--- Aim of the exercise ---
Where does the string "Future" occur in the entries below? Copy every line where it does.

--- Data in this exercise ---
PR #145, opened 2024-11-05
CASSANDRASC-156: Add mTLS Authentication in Sidecar

sarankk:


server/src/main/dist/conf/sidecar.yaml
```diff
@@ -136,6 +136,22 @@ vertx:
...
+      certificate_identity_extractor: org.apache.cassandra.sidecar.accesscontrol.authentication.CassandraIdentityExtractor
+  admin_identities:
+#    - spiffe://authorized/admin/identities
+  permission_cache:
+    enabled: true
+    expire_after_access_millis: 300000
+    maximum_size: 10000
+    warming_retries: 5
+    warming_retry_interval_millis: 2000
+
```
yifan-c: It would be nice to add comments to describe the configurations. For example, https://github.com/apache/cassandra/blob/7feb03e75b7249a8f86023713b28471a0fb6d309/conf/cassandra.yaml#L185-L219
The yaml file is operator-oriented. It would be nice for them to learn the feature without navigating through code.

server/src/main/java/org/apache/cassandra/sidecar/accesscontrol/AuthCache.java
```diff
@@ -0,0 +1,214 @@
...
+
+/**
+ * {@link AuthCache} caches information needed for authenticating sidecar users.
+ *
+ * @param <K> key stored in cache for retrieving value
+ * @param <V> value cached
+ *
+ * for {@link IdentityRoleCache} key will be String representing identity extracted from certificate and value will
+ * be String representing Cassandra role associated with the identity
+ */
```
yifan-c:
```suggestion
/**
 * Caches information needed for authenticating sidecar users.
 *
 * @param <K> Key type
 * @param <V> Value type
 */
```

I removed the paragraph about "for {@link IdentityRoleCache}" because it is specific to one implementation, and similar comment has added to the class in question.

server/src/main/java/org/apache/cassandra/sidecar/accesscontrol/AuthCache.java
```diff
@@ -0,0 +1,214 @@
...
+    protected volatile LoadingCache<K, V> cache;
+
+    protected AuthCache(String name,
+                        boolean enabled,
+                        Function<K, V> loadFunction,
+                        Supplier<Map<K, V>> bulkLoadFunction,
+                        int warmingRetries,
+                        long warmingRetryIntervalInMillis,
+                        long expireAfterMillis,
+                        long maxEntries)
```
yifan-c: How about just passing cacheConfig as input? Making a more succinct version

```java
    protected AuthCache(String name,
                        Function<K, V> loadFunction,
                        Supplier<Map<K, V>> bulkLoadFunction,
                        CacheConfiguration cacheConfiguration)
```

server/src/main/java/org/apache/cassandra/sidecar/accesscontrol/AuthCache.java
```diff
@@ -0,0 +1,214 @@
...
+                this.expireAfterMillis = expireAfterMillis;
+                cache = initCache(cache);
+            }
+        }
+    }
+
+    public long getExpireAfterMillis()
+    {
+        return this.expireAfterMillis;
+    }
```
yifan-c: The method is not used. Its value should be retrieved from `CacheConfiguration`.
Maybe remove the method.

server/src/main/java/org/apache/cassandra/sidecar/accesscontrol/AuthCache.java
```diff
@@ -0,0 +1,214 @@
...
+        this.loadFunction = loadFunction;
+        this.bulkLoadFunction = bulkLoadFunction;
+        this.warmingRetries = warmingRetries;
+        this.warmingRetryIntervalInMillis = warmingRetryIntervalInMillis;
+        this.expireAfterMillis = expireAfterMillis;
+        this.maxEntries = maxEntries;
+        this.cache = initCache(null);
+    }
+
+    public void setExpireAfterMillis(long expireAfterMillis)
```
yifan-c: `@VisibleForTesting`?

server/src/main/java/org/apache/cassandra/sidecar/accesscontrol/AuthCache.java
```diff
@@ -0,0 +1,214 @@
...
+    protected final boolean enabled;
+    protected final Function<K, V> loadFunction;
+    protected final Supplier<Map<K, V>> bulkLoadFunction;
+    protected final int warmingRetries;
+    protected final long warmingRetryIntervalInMillis;
+
+    protected long expireAfterMillis;
+    protected long maxEntries;
+
+    protected volatile LoadingCache<K, V> cache;
```
yifan-c: add comment to explain when cache can be null.

server/src/main/java/org/apache/cassandra/sidecar/accesscontrol/AuthCache.java
```diff
@@ -0,0 +1,214 @@
...
+                this.maxEntries = maxEntries;
+                cache = initCache(cache);
+            }
+        }
+    }
+
+    public long getMaxEntries()
+    {
+        return this.maxEntries;
+    }
```
yifan-c: Unused methods in prod code.

server/src/main/java/org/apache/cassandra/sidecar/accesscontrol/AuthCache.java
```diff
@@ -0,0 +1,214 @@
...
+     * Retrieve a value from the cache. Will call {@link LoadingCache#get(Object)} which will
+     * "load" the value if it's not present, thus populating the key.
+     * @param k key
+     * @return The current value of {@code K} if cached or loaded.
+     *
+     * See {@link LoadingCache#get(Object)} for possible exceptions.
+     */
+    public V get(K k)
+    {
+        if (cache == null)
```
yifan-c: It is probably easier to understand with the condition, `if (!enabled)`

server/src/main/java/org/apache/cassandra/sidecar/accesscontrol/AuthCache.java
```diff
@@ -0,0 +1,214 @@
...
+    }
+
+    public long getMaxEntries()
+    {
+        return this.maxEntries;
+    }
+
+    /**
+     * Retrieve a value from the cache. Will call {@link LoadingCache#get(Object)} which will
+     * "load" the value if it's not present, thus populating the key.
```
yifan-c: Write javadoc to explain the behavior of the method when cache is disabled.

server/src/main/java/org/apache/cassandra/sidecar/accesscontrol/AuthCache.java
```diff
@@ -0,0 +1,214 @@
...
+     * @return a map of cached key-value pairs
+     */
+    public Map<K, V> getAll()
+    {
+        if (cache == null)
+        {
+            return Collections.emptyMap();
+        }
+        return Collections.unmodifiableMap(cache.asMap());
+    }
```
yifan-c: The implementation conflicting with `get(k)`

When the cache is disabled, `get(k)` returns something, but `getAll()` returns empty map. Can you make it consistent? Either call `bulkLoadFunction` in this method or return null in `get(k)`

server/src/main/java/org/apache/cassandra/sidecar/accesscontrol/AuthCache.java
```diff
@@ -0,0 +1,214 @@
...
+
+    // We might need to add support for invalidating cache entries when we support removing auth entries from
+    // Cassandra auth tables through sidecar
+    public void invalidate(K k)
+    {
+        throw new UnsupportedOperationException("Invalidate functionality is not yet supported for AuthCache");
+    }
```
yifan-c: If it is not supported, just remove the method. 
It can always be introduced later when adding the functionality described in the comment.

server/src/main/java/org/apache/cassandra/sidecar/accesscontrol/AuthCache.java
```diff
@@ -0,0 +1,214 @@
...
+                                   .build(loadFunction::apply);
+        }
+        else
+        {
+            updatedCache = cache;
+            // Always set as mandatory
+            cache.policy().expireAfterWrite().ifPresent(policy -> policy.setExpiresAfter(expireAfterMillis, TimeUnit.MILLISECONDS));
+            cache.policy().eviction().ifPresent(policy -> policy.setMaximum(getMaxEntries()));
+        }
+        return updatedCache;
```
yifan-c: Simplify it once the cache config cannot be updated.

server/src/main/java/org/apache/cassandra/sidecar/accesscontrol/AuthCache.java
```diff
@@ -0,0 +1,214 @@
...
+    }
+
+    public void warm()
+    {
+        if (cache == null)
+        {
+            LOGGER.warn("Cache {} not enabled, skipping pre-warming", name);
```
yifan-c: Maybe just `info`

server/src/main/java/org/apache/cassandra/sidecar/accesscontrol/AuthCache.java
```diff
@@ -0,0 +1,214 @@
...
+        try
+        {
+            Map<K, V> entries = bulkLoadFunction.get();
+            cache.putAll(entries);
+        }
+        catch (Exception e)
+        {
+            LOGGER.warn("Unexpected error encountered during cache {} pre-warming, ", name, e);
+            Uninterruptibles.sleepUninterruptibly(warmingRetryIntervalInMillis, TimeUnit.MILLISECONDS);
+            warm(retry - 1);
```
yifan-c: avoid tail recursion. it can be easily rewrite as a while loop, which is more performant.

server/src/main/java/org/apache/cassandra/sidecar/accesscontrol/IdentityRoleCache.java
```diff
@@ -0,0 +1,57 @@
...
+package org.apache.cassandra.sidecar.accesscontrol;
+
+import org.apache.cassandra.sidecar.config.CacheConfiguration;
+import org.apache.cassandra.sidecar.db.SystemAuthDatabaseAccessor;
+
+/**
+ * Caches entries from identity_to_role table. identity_to_role table maps valid certificate identity to Cassandra
+ * role the identity holds. identity_to_role table is created in Cassandra versions 5.x and above
+ */
+public class IdentityRoleCache extends AuthCache<String, String>
```
yifan-c: Let's rename the class to `IdentityToRoleCache`. It is import to keep "TO" to avoid ambiguity.

server/src/main/java/org/apache/cassandra/sidecar/accesscontrol/IdentityRoleCache.java
```diff
@@ -0,0 +1,57 @@
...
+ */
+
+package org.apache.cassandra.sidecar.accesscontrol;
+
+import org.apache.cassandra.sidecar.config.CacheConfiguration;
+import org.apache.cassandra.sidecar.db.SystemAuthDatabaseAccessor;
+
+/**
+ * Caches entries from identity_to_role table. identity_to_role table maps valid certificate identity to Cassandra
+ * role the identity holds. identity_to_role table is created in Cassandra versions 5.x and above
```
yifan-c:
```suggestion
 * Caches entries from system_auth.identity_to_role table. The table maps valid certificate identities to Cassandra
 * roles. identity_to_role table is available since Cassandra versions 5.0
```

server/src/main/java/org/apache/cassandra/sidecar/accesscontrol/IdentityRoleCache.java
```diff
@@ -0,0 +1,57 @@
...
+              config.warmingRetries(),
+              2000,
+              config.expireAfterAccessMillis(),
+              config.maximumSize());
+        this.systemAuthDatabaseAccessor = systemAuthDatabaseAccessor;
+    }
+
+    public boolean contains(String identity)
+    {
+
```
yifan-c: remove the empty line

server/src/main/java/org/apache/cassandra/sidecar/accesscontrol/AuthCacheService.java
```diff
@@ -0,0 +1,77 @@
...
+import com.google.common.base.Preconditions;
+import org.slf4j.Logger;
+import org.slf4j.LoggerFactory;
+
+import com.google.inject.Inject;
+import com.google.inject.Singleton;
+import org.apache.cassandra.sidecar.config.SidecarConfiguration;
+
+/**
+ * {@link AuthCacheService} allows for easier maintenance of all {@link AuthCache}.
```
yifan-c:
```suggestion
 * Manages all {@link AuthCache}.
```

Avoid "easier" as it does not compare to anything else. Hopefully, the simple sentence in the suggestion captures what this class does.

server/src/main/java/org/apache/cassandra/sidecar/accesscontrol/AuthCacheService.java
```diff
@@ -0,0 +1,77 @@
...
+ */
+@Singleton
+public class AuthCacheService
+{
+    private static final Logger LOGGER = LoggerFactory.getLogger(AuthCacheService.class);
+    private final boolean enabled;
+    private final Set<AuthCache<?, ?>> caches = new HashSet<>();
```
yifan-c: Using `Set` here? How to retrieve a specific `AuthCache`? 

hmmm... looks like `AuthCacheService` does not support retrieval, which makes the service quite useless. It does not manage anything. 

How about removing the class?

server/src/main/java/org/apache/cassandra/sidecar/accesscontrol/AuthCacheService.java
```diff
@@ -0,0 +1,77 @@
...
+        for (AuthCache<?, ?> cache : caches)
+        {
+            cache.warm();
+        }
+    }
+
+    public synchronized void invalidateCaches()
+    {
+        throw new UnsupportedOperationException("Currently invalidate of caches not supported");
+    }
```
yifan-c: remove the unsupported method

server/src/main/java/org/apache/cassandra/sidecar/accesscontrol/IdentityRoleCache.java
```diff
@@ -0,0 +1,57 @@
...
+        if (cache == null)
+        {
+            return false;
+        }
+        String role = get(identity);
+        return  role != null && !role.isEmpty();
```
yifan-c: Should it be an invalid state if the retrieved `role` string is empty?

server/src/main/java/org/apache/cassandra/sidecar/accesscontrol/IdentityRoleCache.java
```diff
@@ -0,0 +1,57 @@
...
+              systemAuthDatabaseAccessor::findRoleFromIdentity,
+              systemAuthDatabaseAccessor::findAllIdentityRoles,
+              config.warmingRetries(),
+              2000,
+              config.expireAfterAccessMillis(),
+              config.maximumSize());
+        this.systemAuthDatabaseAccessor = systemAuthDatabaseAccessor;
+    }
+
+    public boolean contains(String identity)
```
yifan-c: Plz rename to `containsKey`. The method is to check the existence of a key. 
In the context of map-like data structure, the `contains` can also mean the value existence check. Rename to `containsKey` to be clear.

server/src/main/java/org/apache/cassandra/sidecar/accesscontrol/authentication/CassandraIdentityExtractor.java
```diff
@@ -0,0 +1,65 @@
...
+    protected final Set<String> adminIdentities = new HashSet<>();
+
+    public CassandraIdentityExtractor(IdentityRoleCache identityRoleCache,
+                                      Set<String> adminIdentities)
+    {
+        this.identityRoleCache = identityRoleCache;
+        this.adminIdentities.addAll(adminIdentities);
+    }
+
+    public List<String> validIdentities(CertificateCredentials certificateCredentials) throws CredentialValidationException
```
yifan-c: Add `@Override`

server/src/main/java/org/apache/cassandra/sidecar/accesscontrol/authentication/MutualTlsAuthenticationHandler.java
```diff
@@ -0,0 +1,85 @@
...
+import io.vertx.ext.web.handler.impl.AuthenticationHandlerImpl;
+import org.apache.cassandra.sidecar.concurrent.ExecutorPools;
+
+/**
+ * Handler for verifying user certificates for Mutual TLS authentication. {@link MutualTlsAuthenticationHandler} can be
+ * chained with other {@link io.vertx.ext.web.handler.AuthenticationHandler} implementations.
+ */
+public class MutualTlsAuthenticationHandler extends AuthenticationHandlerImpl<MutualTlsAuthentication>
+{
+    private static final Logger LOGGER = LoggerFactory.getLogger(MutualTlsAuthenticationHandler.class);
```
yifan-c: `LOGGER` not used

server/src/main/java/org/apache/cassandra/sidecar/accesscontrol/authentication/MutualTlsAuthenticationHandler.java
```diff
@@ -0,0 +1,85 @@
...
+                            }
+                            else
+                            {
+                                // In case of other failures, reject the promise with an UNAUTHORIZED error
+                                promise.fail(new HttpException(HttpResponseStatus.UNAUTHORIZED.code()));
+                            }
+                        });
+        })
+        .onSuccess(result -> handler.handle(Future.succeededFuture((User) result)))
+        .onFailure(cause -> handler.handle(Future.failedFuture(cause)));
```
yifan-c:
```suggestion
        authProvider.authenticate(certificateCredentials)
                    .onSuccess(result -> handler.handle(Future.succeededFuture(result)))
                    .onFailure(cause -> ctx.fail(new HttpException(HttpResponseStatus.UNAUTHORIZED.code(), cause)));
```

1. `authProvider.authenticate` is already async. No need to dispatch to another executor pool again. 
2. All exceptions should be mapped to `UNAUTHORIZED`, IMO. Invalid cert is not a bad request. 
3. Do not call the next handler when auth failed. Simply fail the request instead.

server/src/main/java/org/apache/cassandra/sidecar/config/AccessControlConfiguration.java
```diff
@@ -0,0 +1,47 @@
...
+
+import java.util.Set;
+
+/**
+ * Configuration stored for controlling user access to Sidecar.
+ */
+public interface AccessControlConfiguration
+{
+    /**
+     * @return whether access control is enabled, if yes requests need to be authenticated/authorized before allowed
```
yifan-c: `authenticated/authorized` ==> `authenticated and authorized`

server/src/main/java/org/apache/cassandra/sidecar/config/CacheConfiguration.java
```diff
@@ -41,4 +41,14 @@ default boolean enabled()
     {
         return true;
     }
+
+    /**
+     * @return number of retries for cache warming
+     */
+    int warmingRetries();
```
yifan-c: How about `warmUpRetries`? 

`warming` looks too similar to `warning`

server/src/main/java/org/apache/cassandra/sidecar/config/yaml/AccessControlConfigurationImpl.java
```diff
@@ -0,0 +1,107 @@
...
+import java.util.Set;
+import java.util.concurrent.TimeUnit;
+
+import com.fasterxml.jackson.annotation.JsonProperty;
+import org.apache.cassandra.sidecar.config.AccessControlConfiguration;
+import org.apache.cassandra.sidecar.config.AuthenticatorsConfiguration;
+import org.apache.cassandra.sidecar.config.CacheConfiguration;
+
+/**
+ * Encapsulates configuration needed for creating authenticators in Sidecar.
```
yifan-c:
```suggestion
 * {@inheritDoc}
```

It is clearer to inherit the doc from interface, rather than writing a new version of it.

server/src/main/java/org/apache/cassandra/sidecar/config/yaml/AuthenticatorsConfigurationImpl.java
```diff
@@ -0,0 +1,55 @@
...
+ */
+
+package org.apache.cassandra.sidecar.config.yaml;
+
+import com.fasterxml.jackson.annotation.JsonProperty;
+import org.apache.cassandra.sidecar.config.AuthenticatorsConfiguration;
+import org.apache.cassandra.sidecar.config.MutualTlsAuthenticatorConfiguration;
+
+/**
+ * Encapsulates configuration needed to support multiple authenticators in Sidecar.
```
yifan-c:
```suggestion
 * {@inheritDoc}
```

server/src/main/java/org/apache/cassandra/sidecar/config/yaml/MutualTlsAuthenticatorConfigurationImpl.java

--- Answer ---
+        .onSuccess(result -> handler.handle(Future.succeededFuture((User) result)))
+        .onFailure(cause -> handler.handle(Future.failedFuture(cause)));
                    .onSuccess(result -> handler.handle(Future.succeededFuture(result)))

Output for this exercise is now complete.